En quoi le premier grand roman de Gustave Flaubert peut-il être déclaré linguistiquement « moderne » ? Parce que la question est naïve, elle exige des réponses complexes. On sait en effet que ni l'histoire de la langue ni même celle de la littérature ne procèdent par ruptures nettes. On sait aussi que l'on court toujours, en telles matières, le risque de l'illusion rétrospective : celle de réduire le premier grand roman de Flaubert aux traits langagiers que l'on trouvera mieux représentés dans le reste de l'œuvre, ou à ceux et ceux-là seuls que la postérité stylistique entérinera. Pour éviter ces écueils, il faut peut-être considérer que la modernité linguistique de Madame Bovary ne s'envisage que sur l'histoire longue du statut et de la fonction assignés aux réalisations langagières littéraires, mais aussi qu'une telle modernité ne s'envisage pas seulement rétrospectivement, mais encore en se demandant comment une œuvre catalyse une mutation, engagée peut-être depuis longtemps, dans le rapport littéraire à la langue.

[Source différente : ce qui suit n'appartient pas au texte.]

PR #8592, opened 2021-05-03
Log if setting up launch on start fails on mac

TheOneRing:


src/common/utility_mac.cpp
```diff
@@ -82,35 +84,40 @@ void setLaunchOnStartup_private(const QString &appName, const QString &guiName,
...
+            } else {
+                qCWarning(lcUtility) << "Failed to insert ourself into launch on startup list";
+            }
+        } else {
+            // We need to iterate over the items and check which one is "ours".
+            UInt32 seedValue;
+            CFArrayRef itemsArray = LSSharedFileListCopySnapshot(loginItems, &seedValue);
+            CFStringRef appUrlRefString = CFURLGetString(urlRef);
+            for (int i = 0; i < CFArrayGetCount(itemsArray); i++) {
+                LSSharedFileListItemRef item = (LSSharedFileListItemRef)CFArrayGetValueAtIndex(itemsArray, i);
```
fmoc, line 106: Should be converted into proper C++-style cast.

fmoc (commented):
Program flow for the new log message looks good. I just found an old C-style cast that should be "upgraded" to C++.

src/common/utility_mac.cpp
TheOneRing: Another day, maybe with clang tidy

PR #8596, opened 2021-05-05
[Tests-Only]Fix user name in dav_user and http_user

Talank:
make `davUserName` to take first name only in lower case.


swoichha (commented):
LGTM :+1:

individual-it (approved):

On ne pourra donc répondre à la question que l'on vient de poser qu'en observant le détail du texte à partir de l'histoire longue des imaginaires littéraires et langagiers. C'est de cette histoire longue que nous avons en effet besoin pour rendre compte d'un énoncé aussi bref que « mais à présent tout s'oubliait » (III-5, 395–961 ), qui peut emblématiser—on va le voir—la modernité linguistique de Madame [End Page 735] Bovary. Pour qu'un tel énoncé soit possible, il a fallu que la vocation même de la langue littéraire change, qu'on exige de celle-ci un mode spécifique de référenciation capable de rendre compte du phénomène tel qu'il apparaît à la conscience, tout en effaçant la conscience elle-même. On le voit ici, le repérage temporel embrayé « à présent » exigerait que le texte indique un sujet de conscience contemporain du moment signalé ; or, la proposition « tout s'oubliait », tout en dénotant un phénomène strictement psychique, est construite de sorte que soit évité le renvoi à une conscience. En quoi la représentation d'un phénomène de conscience sans mention de la conscience du phénomène exigeait-elle une révolution dans la grammaire ? En quoi cette révolution « phénoméniste » témoigne-t-elle d'un changement dans la fonction langagière assignée au texte littéraire ? C'est que nous allons essayer de voir.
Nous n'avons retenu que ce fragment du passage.